• The Machine

    AGNi in the words of Computer Science

  • We have been building machines for a long time. The printing press, the steam engine, the automobile, the telephone – these have all ratcheted the effects of human cognition. The early computers became profound prosthetics for human intelligence, enhancing the computing power of the human being, multiplying her reach in the world, connecting her with other minds, helping her solve problems to expand the scope and efficacy of her humanity. This technology could still operate within a humanistic paradigm; it was a complex tool, but still a tool, and could be put in service to our goals.

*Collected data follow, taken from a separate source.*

PR #797, opened 2021-02-06
[BACKLOG] Cleanup related to service initialization #731

srknzl:
Refactor to pass client's properties to services/managers' constructors in HazelcastClient constructor instead of passing the client itself.

fixes #731 and #807

## Update:

 All changes as a list

* Service/Manager classes get services instead of client object when they are constructed.
* Client shutdown logic is moved from lifecycle service to client itself.
* Methods and attributes in connection manager that are used in other services are moved from connection manager to a seperate class called ConnectionRegistry. 
* Some attributes made readonly
* tests refactored due to service construction change
* Added connection registry test which includes unit tests for `getActiveConnection` and `checkIfInvocationAllowed` methods.
* Rename ClientConnection to Connection
* Rename ClientConnectionManager to ConnectionManager

PR #1164, opened 2022-01-06
Fix CPSessionManagerTest

### LINKED ISSUE #1022: CPSessionManagerTest fail on windows
image

failed on gh actions of pr

#1000

srknzl:
We forgot to change this test in #797. Invocation service is used in heartbeatTask in CPSessionManager and leads to an error.  I fixed the initialization of CPSessionManager. The test was flaky, and the situation this test passes is probably when it passes before the first heartbeat task runs.

closes #1022

### DIFF
--- a/test/unit/proxy/cpsubsystem/CPSessionManagerTest.js
+++ b/test/unit/proxy/cpsubsystem/CPSessionManagerTest.js
@@ -22,7 +22,6 @@ const sinon = require('sinon');
 const sandbox = sinon.createSandbox();
 const Long = require('long');
 const {
-    Client,
     IllegalStateError,
     SessionExpiredError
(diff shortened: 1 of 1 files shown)


yuce (approved):

mdumandag (approved):

mdumandag:
Can we catch such errors, if we were to use typescript in the tests as well? Maybe it would be good idea to invest some time in this area after 5.1

srknzl:
Good idea. We could use https://www.npmjs.com/package/ts-mocha to run our tests in the future if we switch our tests to typescript. This library only transpiles does not do type checking(still IDEs will show errors). To do also type checking, we can compile test files in `npm run compile` command.

PR #9, opened 2023-02-07
Apollo list view POC (can be closed, but left it open for future reference)

acidjunk:


apps/example-orchestrator-ui/pages/subscriptions.tsx
```diff
@@ -0,0 +1,90 @@
...
+    edges {
+      node {
+        note
+        name
+        startDate
+        endDate
+        tag
+        productId
+        portSubscriptionInstanceId
+        vlanRange
```
pboers1988, line 21: SURF specific? I guess you are implementing our internal API however that version of the api will never be published. I guess I might be missing some discussions over the past week but how will this become generic?

acidjunk: If I am not mistaken: there are stories on the sprint: to add GraphQL to orchestrator-core? So when UI 2.0 is ready; we should have generic GraphQL access, right?

For the time being: I want to know what pitfalls we might encounter: and try to tackle Type issues (that arise when other users implement different backends.

PR #13, opened 2023-02-10
Husky: pre-commit Linting and Prettier check

ricardovdheijden:


tjeerddie (changes requested):
set husky as executable.
```
hint: The '.husky/pre-commit' hook was ignored because it's not set as executable.
```

tjeerddie (approved):

PR #45, opened 2023-03-22
Feature/navigation environment label

ricardovdheijden:
- Customizable environment text (production is light-blue, other texts result in yellow label)
- Moving each badge into its own component
- Introducing helper function to make colors lighter to be a secondary color (mix with white 80%)
- Making HeaderBadge accept also custom colors (string) while maintaining the auto complete for the theme colors
- Fallback text when enginestatus is unavailable

image
image
image


libs/orchestrator-ui-components/src/lib/components/OrchestratorPageTemplate/OrchestratorPageHeader.tsx
```diff
@@ -74,22 +81,17 @@ export const OrchestratorPageHeader: FC<OrchestratorPageHeaderProps> = ({
...
-                        <HeaderBadge
-                            color="emptyShade"
-                            iconType={() => (
-                                <StatusDotIcon color={theme.colors.success} />
-                            )}
-                        >
-                            Engine is {engineStatus?.global_status}
-                        </HeaderBadge>
-                        <FailedTasksBadge {...taskCountsSummary} />
+                        <EngineStatusBadge engineStatus={engineStatus} />
```
tjeerddie, line 91: Since you made it specific for engineStatus, use `useEngineStatusQuery` inside the component instead of passing it from here.

pboers1988:
LGTM

PR #60, opened 2023-05-01
Table component and partial implementation of subscriptions page

ricardovdheijden:
Table features:
- Typesafe link between data and column definition
- The props in CellRender method knows the data type of the data in the cell
- Non-data colums, like the "+" in the subscription table

The subscription page contains an implementation of the Table component showing subscriptions. Note: the pagination is not accurate yet


apps/example-orchestrator-ui/components/Subscriptions/Subscriptions.tsx
```diff
@@ -0,0 +1,266 @@
...
+        tag: {
+            initialWidth: 100,
+            displayAsText: 'Tag',
+        },
+        startDate: {
+            displayAsText: 'Start Date',
+            initialWidth: 150,
+            renderCell: (cellValue) =>
+                cellValue
+                    ? new Date(parseInt(cellValue) * 1000).toLocaleString(
```
acidjunk, line 105: is this timezone aware, e.g. CEST for us?

apps/example-orchestrator-ui/components/Subscriptions/Subscriptions.tsx
```diff
@@ -0,0 +1,266 @@
...
+                endDate,
+                status,
+                subscriptionId,
+                notes: note,
+            };
+        },
+    );
+}
+
+function mapPythiaSortOrderToSortDirection(
```
acidjunk, line 260: I would suggest not adding "Pythia" that's an implementation detail for SURF (for now, until the orchestrator graphql stuff is ready).

libs/orchestrator-ui-components/src/lib/hooks/useQueryWithGraphql.ts
```diff
@@ -0,0 +1,27 @@
+import { useContext } from 'react';
+import { OrchestratorConfigContext } from '../contexts/OrchestratorConfigContext';
+import { GraphQLClient } from 'graphql-request';
+import { useQuery } from 'react-query';
+import { TypedDocumentNode } from '@graphql-typed-document-node/core';
+import { Variables } from 'graphql-request/build/cjs/types';
+
+export const useQueryWithGraphql = <U, V extends Variables>(
```
acidjunk, line 8: Nice!

acidjunk (dismissed):
Some small comment. Feel free to ignore some.

apps/example-orchestrator-ui/components/Subscriptions/Subscriptions.tsx
ricardovdheijden: Good one, done

apps/example-orchestrator-ui/components/Subscriptions/Subscriptions.tsx
ricardovdheijden: Added a todo in the code for now

Mark90: It's probably not localized :) Would be good to ticketify this todo so we don't find out about it next winter

apps/example-orchestrator-ui/components/Subscriptions/subscriptionsQuery.ts
```diff
@@ -0,0 +1,83 @@
...
+};
+
+export const GET_SUBSCRIPTIONS_PAGINATED_DEFAULT_VARIABLES: SubscriptionGridQueryVariables =
+    {
+        first: 20,
+        after: 0,
+        sortBy: DEFAULT_SUBSCRIPTIONS_SORT_ORDER,
+    };
+
+export const getPythiaSortOrderFromString = (
```
Mark90, line 68: Pythia will soon be no more, also it's not a publicly available app; rename to "Graphql" (a todo is fine of course)

libs/orchestrator-ui-components/src/lib/components/Table/Table.tsx
```diff
@@ -0,0 +1,143 @@
...
+    getInitialColumnOrder,
+    TableColumns,
+} from './columns';
+import {
+    EuiDataGridControlColumn,
+    EuiDataGridPaginationProps,
+} from '@elastic/eui/src/components/datagrid/data_grid_types';
+
+// Total height of grid button bar, table header and pagination bar
+const EUI_DATA_GRID_HEIGHT_OFFSET = 103;
```
Mark90, line 23: This is not a height that's relevant to the multiplier? (i remember you showed that in one of the first meetings about the project, but forgot the exact name)

Mark90 (approved):

apps/example-orchestrator-ui/components/Subscriptions/subscriptionsQuery.ts
ricardovdheijden: True, when Pythia is no more, the return type of this function will change too. Once that happens I will update the name of this function too.

PR #62, opened 2023-05-11
Migrate nx to version 16

tjeerddie:


migrations.json
```diff
@@ -0,0 +1,204 @@
+{
```
ricardovdheijden, line 1: Is this something we need to commit?

ricardovdheijden (approved):

PR #100, opened 2023-06-11
POC of breadcrumb navigation

Georgi2704:


libs/orchestrator-ui-components/src/lib/components/breadcrumb-navigation/breadcrumb-navigation.tsx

    The accelerated effects of computer science have inverted this dynamic. Most of us cannot keep pace with the daily advances in hardware, software, networking, algorithmic complexity and raw computation power. This whole field now has a hyperventilating movement of its own, with no time for reflection or purposefulness. Its capability is vast, but when computing power is separated from purpose and reflection, it absorbs the unconscious traits of its human authors. We get caught in a momentum that automates our attention, subject to patterns beyond our awareness. The human being comes to serve the machine, rather than the other way around.

    We have many stories about being snared by our malevolent machines. But the machine we’re serving now is not conscious enough to be malevolent. It has no desire or secret agenda. It is more like a tornado than an evil overlord, indifferent to any sense of greater good. The mindlessness of the machine has become evident in LLM’s, which simulate a presence of mind without actually having one, reproducing speech without intention, seducing people with illusions of friendship and affirmation.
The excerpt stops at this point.